An 11 week old white male was sent to a community hospital by his grandmother after becoming “limp” and “floppy” and sleeping through his feeds. Gestational history was significant for recurrent maternal genital herpes, and alcohol, cocaine and marijuana abuse until the seventh month of pregnancy. The child weighed 6 lb 7 oz (2.92 kg) at birth. He experienced hypoglycaemia and jaundice in the neonatal nursery, was treated and released, and appeared normal until presentation.

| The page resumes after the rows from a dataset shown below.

PR #4839, opened 2023-11-15
Apply query scope ctx on formula aggregation

### LINKED ISSUE #4834: Python scope does not work  properly in agg formulas
my_file1.py:
```python
def my_fn(vals)
    import deephaven.dtypes as dht
    return dht.array(dht.double, [i+2 for i in vals])
```

my_file2.py
```python
from my_file1 import my_fn

def run_func_works():
    t = empty_table(1000).update_view(["A=i%2", "B=A+3"])
    t = t.group_by('A').update('C=(double[])my_fn(B)').ungroup()
    return t

def run_func_not_work():
    t = empty_table(1000).update_view(["A=i%2", "B=A+3"])
    t = t.agg_by([agg.formula("(double[])my_fn(each)", formula_param='each', cols=['C=B'])], by='A') # This fails, my_fn cannot be found
    return t
```
 
From Console:
```python
from my_file2 import run_func_works, run_func_not_work

run_func_works()
run_func_not_work()
```
 
The second one gives ‘Cannot find method my_fn’. This one only works if the run_func_not_work is defined in global scope itself (i.e., not imported).

jmao-denver:
Fixes #4834

### DIFF
--- a/py/server/tests/test_table.py
+++ b/py/server/tests/test_table.py
@@ -943,7 +943,7 @@ class TableTestCase(BaseTestCase):
 
     def test_callable_attrs_in_query(self):
         input_cols = [
-            datetime_col(name="DTCol", data=[1,10000000]),
+            datetime_col(name="DTCol", data=[1, 10000000]),
         ]
         test_table = new_table(cols=input_cols)
         rt = test_table.update("Year = (int)year(DTCol, timeZone(`ET`))")
@@ -1025,7 +1025,7 @@ class TableTestCase(BaseTestCase):
             unique(cols=["ua = a", "ub = b"], include_nulls=True, non_unique_sentinel=-1),
             count_distinct(cols=["csa = a", "csb = b"], count_nulls=True),
             distinct(cols=["da = a", "db = b"], include_nulls=True),
-            ]
+        ]
         rt = test_table.agg_by(aggs=aggs, by=["c"])
         self.assertEqual(rt.size, test_table.select_distinct(["c"]).size)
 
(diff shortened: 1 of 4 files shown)


py/server/tests/test_table.py
```diff
@@ -1063,6 +1063,19 @@ def test_agg_count_and_partition_error(self):
...
         self.assertIn("string value", str(cm.exception))
 
+    def test_agg_formula_scope(self):
+        def run_func_work():
+            def my_fn(vals):
+                import deephaven.dtypes as dht
+                return dht.array(dht.double, [i + 2 for i in vals])
+
+            t = empty_table(1000).update_view(["A=i%2", "B=A+3"])
+            t = t.agg_by([formula("(double[])my_fn(each)", formula_param='each', cols=['C=B'])], by='A') # This
```
chipkent, line 1073: "# This"?

py/server/tests/test_table.py
```diff
@@ -1063,6 +1063,19 @@ def test_agg_count_and_partition_error(self):
...
+            return t
+
+        t = run_func_work()
+        self.assertIsNotNone(t)
+
```
chipkent, line 1078: The way this feature is implemented, I think there is a case we fail in, but maybe we don't care.

```python

def make_agg():
    def my_fn(x):
        return x

    return formula("(double[])my_fn(each)", formula_param='each', cols=['C=B'])

t = t.agg_by([make_agg()], by='A')
```
Here there is a disconnect in the `agg_by` and the `formula` scopes, which leads to problems.

jmao-denver: Right, only the scope in which `Table.agg_by` is called is visible to the formulas. I don't think we need to care about this case, especially when it can be easily worked around.

chipkent (approved):

py/server/tests/test_table.py
rcaudy: This is the same as any and all formula evaluations in the engine. We substitute for scope variables at operation initialization time, not when the expression is composed.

Upon presentation, the child’s heart rate was 50 beats/min, and he was lethargic and hypotonic. His serum sodium was 154 mg/dl, and white blood cell (WBC) count was 17 000. Lumbar puncture revealed WBC = 14, red blood cells (RBC)  = 295, protein = 156 mg/dl, glucose = 36 mg/dl, and a normal gram stain. The child was given a presumptive diagnosis of viral meningitis (based upon LP results and normal cerebrospinal fluid (CSF) cultures), but was started on cefotaxime (100 mg/kg/day) and aciclovir (30 mg/kg/day). The sodium remained high despite fluid replacement and hypo-osmolar urine output. The child was noted to have unequal pupils, and a non-contrast head computed tomograph (CT) at that institution revealed a hypodense frontal lobe irregularity of unclear aetiology.

The child was then transferred to our institution, where hydration was continued and 1-deamino-8-d-arginine vasopressin (DDAVP) was begun for central diabetes insipidus. Other laboratory abnormalities included anaemia (HCT 26%), hyperbilirubinaemia (3.7 mg/dl), and several transient episodes of marginal hypoglycaemia (glucose in lower 60 seconds). TORCH titres were negative for acute infection. Thyroid hormone and serum cortisol levels were both low: TSH = 14.7 μU/ml, FT4 = 0.5 μU/ml; serum cortisol = 1 μg/dl. Brain magnetic resonance imaging (MRI) revealed an elongated and tubular fourth ventricle, absent septum pellucidum, small corpus callosum, small optic nerves and chiasm, interdigitation of the gyri in the frontal lobes, and atrophic basal ganglia. The normal posterior pituitary bright spot was absent.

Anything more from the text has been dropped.